(Exercise material Opens)

PR #1116, opened 2017-04-19
Update documentation for StorageAccountAttribute for Functions

lindydonna:


mathewc:
+1 on what Matt said - I don't think we need to make any change here. The help text is valid as is.

lindydonna:
@mamaso @mathewc We're adding support for StorageAccountAttribute to MakeFunctionJson.

The help text isn't valid; we're not adding the "AzureWebJobs" prefix if you're using Functions. If you use WebJobs, an attribute "MyStorage" will look for an app setting "AzureWebJobsMyStorage". For functions, we're not doing this.

mathewc:
Yes, even in functions we apply those same rules. That's why the default storage connection strings which we prefix with "AzureWebJobs" work. The same resolution logic runs for both Functions and WebJobs. E.g. see https://github.com/Azure/azure-webjobs-sdk/blob/663a508e8a851629c26a51e7de3af36629dfd120/src/Microsoft.Azure.WebJobs.Host/AmbientConnectionStringProvider.cs#L37.

I don't think we have any comment updates to make here.

lindydonna:
@mathewc Agreed. I'll instead do another PR to clarify how the "AzureWebJobs" prefix is used. As Matt explained it to me, if you put in a string "Foo", it will search for an appsetting named "Foo" and then one named "AzureWebJobsFoo". That wasn't clear from the current doccomment.

lindydonna:
@mathewc Ah, I see it's the other way around, it looks for AzureWebJobsFoo, then Foo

(Exercise material Closes)

Aim of the exercise - When a line in the data holds the word "valid", show that line.

Problem solution -
+1 on what Matt said - I don't think we need to make any change here. The help text is valid as is.
The help text isn't valid; we're not adding the "AzureWebJobs" prefix if you're using Functions. If you use WebJobs, an attribute "MyStorage" will look for an app setting "AzureWebJobsMyStorage". For functions, we're not doing this.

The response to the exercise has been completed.